FIGURE 3  Schematic diagram representing the typical spread of neurodegeneration following an initial onset in motor neurons in ALS patients (n = 76 patients) (Brettschneider et al., 2013). Shading represents TDP-43 pathology. There is evidence to support the prion-like model in ALS. The spread of neurodegeneration through adjacent anatomical regions of the CNS resembles the orderly spread of protein misfolding in prion disease. The in vitro cell-to-cell transmission of misfolded SOD1, TDP-43 and C9orf72 di-peptide repeat proteins has been demonstrated (Grad et al., 2011, 2014; Münch et al., 2011; Nonaka et al., 2013; Feiler et al., 2015; Porta et al., 2018). Similarly, the addition of cerebrospinal fluid from ALS/FTD patients (Ding et al., 2015), detergent-insoluble fractions of ALS-disease brains (Nonaka et al., 2013) or insoluble phosphorylated TDP-43 from post-mortem brain and spinal cord tissue (Smethurst et al., 2016), results in misfolding of TDP-43 when added to human cell lines. However, so far, only misfolded SOD1 and TDP-43 transmissibility has been demonstrated in vivo (Ayers et al., 2014, 2016; Porta et al., 2018). A recent study demonstrated that injection of brain-derived extracts from FTD patients into mice promoted the spatio-temporal transmission of TDP-43 pathology via the neuroanatomical connectome, suggesting that TDP-43 travels via axonal transport through connected regions of the CNS (Porta et al., 2018). Similarly, axonal transport is implicated in the spread of mutant SOD1 in mice (Ayers et al., 2016). Overexpression of misfolded TDP-43 or SOD1 facilitated the seeding ability of each inoculum, consistent with results obtained in vitro (Nonaka et al., 2013; Feiler et al., 2015; Smethurst et al., 2016).
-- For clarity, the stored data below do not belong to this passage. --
PR #126, opened 2016-03-09
Added OS X install instructions

iandrewt:
obviously they aren't applicable just yet :P


dylanaraps:
:+1:

Thanks for taking the time to do this!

Whilst these animal studies demonstrate that ALS spreads within MNs that are connected synaptically, a small portion of patients do not display this contiguous spreading of pathology, however. This implies the existence of alternative mechanisms of disease progression (Fujimura-Kiyono et al., 2011; Gargiulo-Monachelli et al., 2012), such as the transfer of misfolded proteins in nanotubules or exosomes (Nonaka et al., 2013; Sundaramoorthy et al., 2013; Grad et al., 2014; Ding et al., 2015; Feiler et al., 2015; Westergard et al., 2016). Interestingly, it has been suggested that the vulnerability of specific MN populations is associated with the spread of neurodegeneration in ALS (Fu et al., 2018).